Current Implementation Note

• health.snapshot is backed by lib/check/health_json.sh through MoleHealthAdapter.

• scan.start is backed by bin/clean.sh --dry-run through MoleSmartCleanAdapter when the upstream workflow succeeds. If it cannot complete, the worker now rejects the request instead of silently fabricating scan results.

• apps.list is backed by MacAppsInventoryAdapter, which scans local app bundles and derives lightweight leftover counts suitable for interactive refresh.

• The worker persists a versioned local JSON workspace state containing the latest snapshot, current Smart Clean plan, and settings, including the persisted app-language preference.

• Legacy top-level workspace-state files are migrated on load into the current versioned envelope when possible.

• The repository and worker normalize recovery state by pruning expired RecoveryItems and rejecting restore requests that arrive after the retention window has closed.

• Atlas localizes user-facing shell copy through a package-scoped resource bundle and uses the persisted language to keep summaries and settings text aligned.

• App uninstall can invoke the packaged or development helper executable through structured JSON actions.

• Structured Smart Clean findings can now carry executable target paths, and a safe subset of those targets can be moved to Trash and physically restored later.

• Structured Smart Clean action items now also carry targetPaths, and plan.execute prefers those plan-carried targets.
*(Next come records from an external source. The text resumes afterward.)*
PR #4644, opened 2020-06-18
Append canvas to main

lm-n:
Changes:
Appends canvas to the &lt;main&gt; element. This is important because the &lt;main&gt; element behaves like a main landmark role and can be used by assistive technology to quickly identify and navigate to the dominant part of the body. &lt;main&gt;  doesn't contribute to the document's outline and doesn't affect the DOM's concept of the structure of the page. 

If &lt;main&gt;  does not yet exist in the html, it creates element &lt;main&gt;  in &lt;body&gt;  before appending canvas.

This change doesn't affect user input node cases. 

#### PR Checklist

- [x] `npm run lint` passes

### DIFF
--- a/lib/empty-example/index.html
+++ b/lib/empty-example/index.html
@@ -17,6 +17,8 @@
 </head>
 
 <body>
+  <main>
+  </main>
 </body>
 
 </html>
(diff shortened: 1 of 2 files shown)


kjhollen:
Also, do you think it's worth updating the template on https://p5js.org/get-started/ ? I'm not sure!

PR #4654, opened 2020-06-23
Add describe() and describeElement()

lm-n:
Changes:

- create folder in source for accessibility features
- src/accessibility/describe.js adds two functions describe() and describeElement() to the p5.js library that make adding fallback descriptions of the canvas easy for p5.js users. Descriptions generated with these functions can be useful for screen reader users and for search engines.
  - [describe() function](https://www.dsk.lm-n.xyz/p5-describe/describe/index.html)
  - [describeElement() function](https://www.dsk.lm-n.xyz/p5-describe/describeElement/index.html)
- in app.js import './accessibility/describe.js'
- in constants adds constants for functions describe() and describeElement()

#### PR Checklist

- [x] `npm run lint` passes

Pending: 
- Styling of examples in reference. Currently the examples look ugly. @kjhollen and I looked into it but unsure of how to proceed/fix them. @lmccart perhaps you have some ideas of how we could approach this.
Examples of how to use describe()


src/accessibility/describe.js
```diff
@@ -0,0 +1,259 @@
...
+      cnvId +
+      '_Description" role="region" aria-label="Canvas Description"><p id="' +
+      cnvId +
+      '_dsc"></p></div>';
+  } else if (document.getElementById(cnvId + '_dsc') === null) {
+    document
+      .getElementById(cnvId + '_eDsc')
+      .insertAdjacentHTML('beforebegin', '<p id="' + cnvId + '_dsc"></p>');
+  }
+  if (document.getElementById(cnvId + '_dsc').innerHTML !== t) {
```
kjhollen, line 82: It seems safe to just assign without checking, but does this keep it from notifying the screen reader that the value has been updated? (asking for clarity, for me) :)

src/accessibility/describe.js
```diff
@@ -0,0 +1,259 @@
...
+    document.getElementById(cnvId + '_dsc').innerHTML = t;
+  }
+  //If display is LABEL creates a div adjacent to the canvas element with
+  //description text.
+  if (d === 'label') {
```
kjhollen, line 87: use p5 constant LABEL here

src/accessibility/describe.js
```diff
@@ -0,0 +1,259 @@
...
+ * </div>
+ *
+ */
+p5.prototype.describe = function(t, d) {
+  p5._validateParameters('describe', arguments);
+  const cnvId = this.canvas.id;
+  //Creates a sub DOM inside of the canvas element and populates
+  //it with description text.
+  t = this._descriptionText(t);
+  if (document.getElementById(cnvId + '_Description') === null) {
```
kjhollen, line 70: should _Description, _dsc, and other suffixes you've defined here be constants? Might prevent errors in the future if other features are added that depend on these ids.

src/accessibility/describe.js
```diff
@@ -0,0 +1,259 @@
...
+};
+
+/**
+ * Helper function for describe() and describeElement().
+ */
+p5.prototype._descriptionText = function(t) {
+  if (t.endsWith('.') === false) {
+    t = t + '.';
+  }
+  if (/^[A-Z]/.test(t) === false) {
```
kjhollen, line 117: I can never remember regex syntax, so a comment here would be helpful :)

src/accessibility/describe.js
```diff
@@ -0,0 +1,259 @@
...
+ * @module Environment
+ * @submodule Environment
+ * @for p5
+ * @requires core
+ */
+
+import p5 from '../core/main';
+
+/**
+ * Creates a screen-reader accessible description for the canvas in the DOM.
```
kjhollen, line 11: Thinking of a new coder learning about this function. Maybe the part about the DOM can go at the end? I think a new programmer could still use this function without knowing about the DOM and the acronym might be intimidating. I think it's important enough to mention here, but maybe it can go at the end, like it's supplemental info.

src/accessibility/describe.js
```diff
@@ -0,0 +1,259 @@
...
+  if (/^[A-Z]/.test(t) === false) {
+    t = t[0].toUpperCase() + t.slice(1);
+  }
+  return t;
+};
+
+/**
+ * This function creates a screen-reader accessible
+ * description for elements —shapes or groups of shapes that create
+ * meaning together— in the canvas sub DOM. The first paramater should
```
kjhollen, line 126: same comment here as above: suggest moving detail about the canvas sub DOM to the end of the description.

src/accessibility/describe.js
```diff
@@ -0,0 +1,259 @@
...
+ * @param  {Constant} [display] either LABEL or FALLBACK (Optional)
+ *
+ * @example
+ * <div>
+ * <code>
+ * describe('pink square with red heart in the bottom right corner', LABEL);
+ * background('pink');
+ * fill('red');
+ * noStroke();
+ * ellipse(66.6, 66.6, 20, 20);
```
kjhollen, line 41: this is a nitpick, but I think it's ok to just round these numbers for simplicity

src/accessibility/describe.js
```diff
@@ -0,0 +1,259 @@
...
+    document.getElementById(cnvId + n).innerHTML !==
+    '<th scope="row">' + n + '</th><td>' + t + '</td>'
+  ) {
+    document.getElementById(cnvId + n).innerHTML =
+      '<th scope="row">' + n + '</th><td>' + t + '</td>';
+  }
+  //If display is LABEL creates a div adjacent to the canvas element with
+  //a table, a row header cell with the name of the elements,
+  //and adds the description of the element in adjecent cell.
+  if (d === 'label') {
```
kjhollen, line 208: use p5 constant here

src/accessibility/describe.js
```diff
@@ -0,0 +1,259 @@
...
+      document.getElementById(cnvId + n + 'Lbl').innerHTML !==
+      '<th scope="row">' + n + '</th><td>' + t + '</td>'
+    ) {
+      document.getElementById(cnvId + n + 'Lbl').innerHTML =
+        '<th scope="row">' + n + '</th><td>' + t + '</td>';
+    }
+  }
+};
+/**
+ * Helper function for describeElement().
```
kjhollen, line 244: a short description of what updates are being made to the text would be helpful here

src/accessibility/describe.js
```diff
@@ -0,0 +1,300 @@
...
+
+import p5 from '../core/main';
+const ds = '_Description'; //Fallback container
+const fds = '_fds'; //Fallback description
+const ft = '_ft'; //Fallback Table
+const fte = '_fte_'; //Fallback Table Element
+const lb = '_Label'; //Label container
+const lds = '_lds'; //Label description
+const lt = '_lt'; //Label Table
+const lte = '_lte_'; //Lable Table Element
```
kjhollen, line 16: great! one small typo in this comment (Lable)

test/unit/accessibility/describe.js
```diff
@@ -0,0 +1,140 @@
...
+    }
+    p5Container = null;
+  });
+
+  const getInner = elID => {
+    return document.getElementById(elID).innerHTML;
+  };
+
+  suite('p5.prototype.describe', function() {
+    let expected = 'A.';
```
kjhollen, line 35: the describe tests all looks great! another good test to add would be to make sure a period isn't added if the supplied string already has one. additionally, what should the outcome be if the user supplies a string that ends in ! or ?

test/unit/accessibility/describe.js
```diff
@@ -0,0 +1,140 @@
...
+          myp5.describe(myp5.LABEL);
+        },
+        Error,
+        'description should not be LABEL or FALLBACK'
+      );
+    });
+  });
+
+  suite('p5.prototype.describeElement', function() {
+    let expected = '<th scope="row">A:</th><td>B.</td>';
```
kjhollen, line 84: Great! as above: add a test case where the : and . are already present, and any other edge cases that matter.

test/unit/accessibility/describe.js
lm-n: I've added an exception for ! and ? in regex function

lm-n:
> Hi Luis, thanks for your patience while I've been moving! The updates and added tests look great. I found one minor typo and suggest adding a couple more test cases (see comments inline), then this will be ready to go. Great work!

Hi Kate! No worries! Just added the test cases and "!" "?" exceptions in the regex. 😸

src/accessibility/describe.js
```diff
@@ -0,0 +1,304 @@
...
+
+p5.prototype._descriptionText = function(t) {
+  if (t === this.LABEL || t === this.FALLBACK) {
+    throw new Error('description should not be LABEL or FALLBACK');
+  }
+  //if string does not end with '.'
+  if (
+    t.endsWith('.') === false &&
+    t.endsWith('?') === false &&
+    t.endsWith('!') === false
```
lmccart, line 138: these can be simplified to `!t.endsWith('.')` etc

src/accessibility/describe.js
```diff
@@ -0,0 +1,304 @@
...
+p5.prototype.describe = function(t, d) {
+  const cnvId = this.canvas.id;
+  p5._validateParameters('describe', arguments);
+  //Creates a sub DOM inside of the canvas element and populates
+  //it with description text.
+  if (typeof t !== 'string') {
+    return;
+  }
+  t = this._descriptionText(t);
+  if (document.getElementById(cnvId + ds) === null) {
```
lmccart, line 82: simplify to:
`if (!document.getElementById(cnvId + ds)) {`

src/accessibility/describe.js
```diff
@@ -0,0 +1,304 @@
...
+      '" role="region" aria-label="Canvas Description"><p id="' +
+      cnvId +
+      fds +
+      '"></p></div>';
+  } else if (document.getElementById(cnvId + fds) === null) {
+    document
+      .getElementById(cnvId + ft)
+      .insertAdjacentHTML('beforebegin', '<p id="' + cnvId + fds + '"></p>');
+  }
+  if (document.getElementById(cnvId + fds).innerHTML !== t) {
```
lmccart, line 96: i'm not sure this test is necessary. could you just set the `innerHTML`? or is there a performance advantage to not reseting if it's already set?

src/accessibility/describe.js
```diff
@@ -0,0 +1,304 @@
...
+      document.getElementById(cnvId + lds).innerHTML = t;
+    }
+  }
+};
+
+/**
+ * Helper function for describe() and describeElement().
+ */
+
+p5.prototype._descriptionText = function(t) {
```
lmccart, line 130: if this is only used internally, it doesn't need to be attached to `p5.prototype`

src/accessibility/describe.js
```diff
@@ -0,0 +1,304 @@
...
+ * describeElement('Heart', 'red heart in the bottom right corner', LABEL);
+ * fill('red');
+ * ellipse(66.6, 66.6, 20, 20);
+ * ellipse(83.2, 66.6, 20, 20);
+ * triangle(91.2, 72.6, 75, 95, 58.6, 72.6);
+ * </code>
+ * </div>
+ */
+
+p5.prototype.describeElement = function(n, t, d) {
```
lmccart, line 196: for readability, i would suggest spelling out name, text, and display

src/accessibility/describe.js
```diff
@@ -0,0 +1,304 @@
...
+  p5._validateParameters('describeElement', arguments);
+  if (typeof t !== 'string' || typeof n !== 'string') {
+    return;
+  }
+  const cnvId = this.canvas.id;
+  t = this._descriptionText(t);
+  let nm = this._elementName(n);
```
lmccart, line 203: for readability, i would suggest spelling out `elementName`

src/accessibility/describe.js
```diff
@@ -0,0 +1,304 @@
...
+          '<table id="' + cnvId + lt + '"></table>'
+        );
+    }
+    if (document.getElementById(cnvId + lte + n) === null) {
+      let tr = document.createElement('tr');
+      tr.id = cnvId + lte + n;
+      document.getElementById(cnvId + lt).appendChild(tr);
+    }
+
+    if (
```
lmccart, line 270: not sure this check is necessary

src/accessibility/describe.js
```diff
@@ -0,0 +1,304 @@
+/**
+ * @module Environment
+ * @submodule Environment
+ * @for p5
+ * @requires core
+ */
+
+import p5 from '../core/main';
+const ds = '_Description'; //Fallback container
```
lmccart, line 9: for readability it may help to write these out

src/accessibility/describe.js
```diff
@@ -0,0 +1,304 @@
...
+  //check if last character of string n is '.', ';', or ','
+  if (lm === '.' || lm === ';' || lm === ',') {
+    //replace last character with ':'
+    n = n.replace(/.$/, ':');
+    //if string n does not end with ':'
+  } else if (n.endsWith(':') === false) {
+    //add ':'' at the end of string
+    n = n + ':';
+  }
+  //if first character of string is not capitalized
```
lmccart, line 296: does capitalization matter if this is for screen reader? pardon my lack of knowledge about this

src/accessibility/describe.js
```diff
@@ -0,0 +1,304 @@
...
+    ) {
+      document.getElementById(cnvId + lte + n).innerHTML =
+        '<th scope="row">' + nm + '</th><td>' + t + '</td>';
+    }
+  }
+};
+/**
+ * Helper function for describeElement().
+ */
+p5.prototype._elementName = function(n) {
```
lmccart, line 282: if this is only used internally, it doesn't need to be attached to `p5.prototype`

src/accessibility/describe.js
lm-n: If an html element is constantly being reset some screenreaders will read the html element as empty and will not be able to access its content. This why we are reseting only when the content is different.

lmccart: ah! interesting, makes sense. thanks for explaining

src/accessibility/describe.js
lm-n: it doesn't really matter for something like this. after thinking about it I've decided to leave it up to the user and deleted these regex lines.

lm-n:
@lmccart thx for the feedback! I've made all of the suggested changes! 😺 

@kjhollen I still got a couple of new issues with tests —that came up with the new changes — to fix before merge, will comment on them in case you get a chance to look at them. I should be able to work through them before our next meeting.

test/unit/accessibility/describe.js
```diff
@@ -0,0 +1,171 @@
...
+    test('should create description as fallback', function() {
+      myp5.describe(a);
+      let actual = getInner(myID + '_fallbackDesc');
+      assert.deepEqual(actual, expected);
+    });
+    /*test('should not add extra period if string ends in "."', function() {
+      myp5.describe('a.');
+      let actual = getInner(myID + '_fallbackDesc');
+      assert.deepEqual(actual, expected);
+    });*/
```
lm-n, line 49: @kjhollen this is one of the tests that are not working. I've commented out for now. when I try doing what the test does on a p5 sketch it doesn't give me any errors so I have to think through it a bit and figure out what's going on. There are 3 more tests where that I've commented out because, like this one, they keep giving me unexpected errors. If you have any thoughts lmk 😅

kjhollen: ah shoot! ok, I'm checking out the code now and will let you know if the behavior is the same for me.

kjhollen: Ok, I've got a theory. I think it has to do with the way the template strings are being compiled down to ES5 with babel: it's including the indents and linebreaks. I think this is causing a mismatch sometimes.

More here: https://medium.com/dailyjs/how-to-create-multi-line-string-with-template-literals-in-javascript-a3a140d0b0f6

I think you can use a back slash to fix it at the end of each line: https://stackoverflow.com/questions/37321047/wrap-long-template-literal-line-to-multiline-without-creating-a-new-line-in-the

(trying this out now on my end!)

kjhollen: ok, more complex than it looks! I can't get it to work with the minified p5.js file, but the regular one works fine. hmm. any thoughts @lmccart?

akshay-99:
Hey @lm-n! So I took a quick look at the tests ( I hope you don't mind :sweat_smile: ). 
My understanding here is quite limited but I think they are failing at the moment because the `dummy` variable in `describe.js` still remains populated after a test completes. So what I saw was that the first test that called `describe()` ran perfectly but subsequent tests didn't. 

That's probably because even though the `p` tag which was created during a test is deleted in `teardown()`, the `dummy` variable is not cleared. So we won't get a new `p` tag for the next test. And thus the error ` Uncaught Error: Uncaught TypeError: Cannot read property 'innerHTML' of null (http://localhost:9001/test/unit/accessibility/describe.js:45)`. 

If we have a new internal function as 
```js
p5.prototype._clearDummy = function() {
  dummy = { fallbackElements: {}, labelElements: {} };
}
```

and call this in `teardown()`, it should fix this problem.

Also, I didn't see the need for using `setTimeout()` for testing as all of the code in `describe.js` is synchronous.

lm-n:
Thanks @kjhollen  and @akshay-99 ❤️  ❤️ ❤️ ! Akshay you were right! We  had some problems with dummy beyond what you identified. It should work now 👯‍♀️ 👯‍♂️ !

src/accessibility/describe.js
```diff
@@ -235,131 +170,275 @@ p5.prototype.describeElement = function(name, text, display) {
...
+/*
+ *
+ * Helper functions for describe() and describeElement().
+ *
  */
-function _descElementLabelHTML(cnvId, name, inner) {
-  if (!dummy[cnvId + labelContainer]) {
+
+//clear dummy
+p5.prototype._clearDummy = function() {
```
kjhollen, line 230: I'm curious why this method is attached to the prototype but not the fallback elements or label elements. Wondering if it makes sense for fallbackElements and labelElements to be attached to a p5 instance? (I recall that this got added to fix the tests, am wondering if attaching to the instance would also fix that or if there are other possible advantages)

kjhollen:
hey @lm-n I was double-checking this with a merge from `main` branch locally on my machine and hit some snags (that do not appear to be in your code). I repeatedly get an error that says:

`No parser and no filepath given, using 'babel' the parser now but this will throw an error in the future. Please specify a parser or a filepath so one can be inferred.`

Then some of the examples (in p5.Font.js, p5.Image.js, vertex.js, image.js, pixels.js, dom.js, files.js, and p5.Graphics.js) seem to have trouble with the linter (prettier) in the task `eslint-samples:source` build. It looks like the linter now wants a bunch of parenthesis around some math. Wondering if anyone else can advise on what's happening?

I'm not sure if it's safe to merge so I'm going to hold off for now! But knowing that you've got newer work ready to go / review, I'm hoping we can still get this resolved quickly.

lmccart:
@kjhollen all good to merge by me once these last little issues get resolved

kjhollen:
ok, I realized that I had locally run `npm update` because I saw:

``Browserslist: caniuse-lite is outdated. Please run next command `npm update` ``

which updated my package-lock.json and package.json files to versions beyond what the project expected, and caused the issues I wrote about yesterday. I figured this out by doing a clean checkout of the main branch, where everything worked ok until I ran `npm update`, when I also noticed the additional files had been changed. (Posting the solution here in case it's useful to someone later, but my mistake 😅)

Anyway, it was a clean build once I figured this out and all tests pass, so I'm going to merge!

PR #4673, opened 2020-07-03
Decode HTML entities in the documentation file (parameterData.json)

yukienomiya:
**Changes:**
Modified the renderItemDescriptionsAsMarkdown() function in the preprocessor.js so the HTML entities (like "&amp;" for "&") in the class/method/field descriptions are decoded. I used the node-html-entities library to decode the text.

The documentation file (data.json in the p5.js-website repository) is used to create the Reference translation files, so I'm trying to make it as readable as possible.

### DIFF
--- a/package.json
+++ b/package.json
@@ -65,6 +65,7 @@
     "grunt-mocha-test": "^0.13.3",
     "grunt-newer": "^1.1.0",
     "grunt-simple-nyc": "^3.0.1",
+    "html-entities": "^1.3.1",
     "husky": "^4.2.3",
     "i18next": "^19.0.2",
     "i18next-browser-languagedetector": "^4.0.1",
@@ -145,9 +146,7 @@
     "not dead"
   ],
   "author": "",
-  "dependencies": {
-    "html-entities": "^1.3.1"
-  },
+  "dependencies": {},
   "husky": {
     "hooks": {
       "pre-commit": "lint-staged"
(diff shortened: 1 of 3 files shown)


limzykenneth:
Looks good, just one thing, can the `html-entities` dependency be moved to dev dependencies?

On another note, I've been looking into potential replacement for yuidocs and am trying it out in one of my projects. It is a considerable change but if it works out on my project, it may be viable to be explored for p5.js as well.

package.json
```diff
@@ -145,7 +145,9 @@
     "not dead"
   ],
   "author": "",
-  "dependencies": {},
+  "dependencies": {
+    "html-entities": "^1.3.1"
```
outofambit, line 149: @yukienomiya could we move this to `devDevependencies` please?
(thanks @limzykenneth for noticing this!)

outofambit:
> On another note, I've been looking into potential replacement for yuidocs and am trying it out in one of my projects.

@limzykenneth exciting! out of curiosity, what's the tool called?

limzykenneth:
@outofambit It's [comment-parser](https://github.com/syavorsky/comment-parser), a JSDoc/YUIDoc style comment parser that just outputs the various comment blocks and the associated tags in the block as a javascript object. With a bit of extra work, we could potentially parse the output to fit what we need and repalce `data.json` with it.

package.json
yukienomiya: Done! Thanks @limzykenneth :)

PR #4699, opened 2020-07-19
Adding more checks to StoreItem()

### LINKED ISSUE #4697: storeItem() - prevent the overwrite of a key type

- [ ] Color
- [x] Data
- [ ] Dom
- [ ] Events
- [ ] Image
- [ ] IO
- [ ] Math
- [ ] Typography
- [ ] Utilities
- [ ] WebGL

When a key is stored, its type is also stored whose name is the initial key name followed by `"p5TypeID"`.
If a key named `"someText"` is stored, the data become unreadable if someone store a key as `"someTextp5TypeID"`. Here is an example :
``` javascript
  storeItem("boolFalse", false);
  storeItem("boolFalsep5TypeID", "number");
  print(getItem("boolFalse")); // Output : NaN, Expected : false
```

This error is not likely to happen, but it may be great if we prevent the user to store key name which ends by "p5TypeID".

I can do it, but maybe someone has a better idea about how to prevent such issue (formatting key names, ...).

Cheers

VincentHch:
Resolves #4697 

Hi, 

As explained in the issue, I added another check to the function to avoid data corruption.
I also replaced the `console.log` by `console.error`, it seems a bit more logical to me.
#### PR Checklist

- [X] `npm run lint` passes

### DIFF
--- a/src/data/local_storage.js
+++ b/src/data/local_storage.js
@@ -59,18 +59,18 @@ import p5 from '../core/main';
  */
 p5.prototype.storeItem = function(key, value) {
   if (typeof key !== 'string') {
-    console.error(
+    console.log(
       `The argument that you passed to storeItem() - ${key} is not a string.`
     );
   }
   if (key.endsWith('p5TypeID')) {
-    console.error(
+    console.log(
       `The argument that you passed to storeItem() - ${key} must not end with 'p5TypeID'.`
     );
   }
 
   if (typeof value === 'undefined') {
-    console.error('You cannot store undefined variables using storeItem().');
+    console.log('You cannot store undefined variables using storeItem().');
   }
   let type = typeof value;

Older cached plans can still fall back to finding-carried targets for backward compatibility.

• App uninstall preview items may also carry evidencePaths for review-only leftover evidence. These are visible in UI detail but must never be executed as destructive targets.

• The app shell communicates with the worker over structured XPC Data payloads that encode Atlas request and result envelopes.

• executePlan is fail-closed for unsupported targets, but now supports a real Trash-based execution path for a safe structured subset of Smart Clean items.

• recovery.restore can physically restore items when restoreMappings are present; otherwise it falls back to model rehydration only.

• recovery.restore rejects expired recovery items with restoreExpired and rejects destination collisions with restoreConflict.

• App payload restores should be followed by app-inventory refresh so the Apps surface does not reuse stale uninstall preview or stale footprint counts after recovery.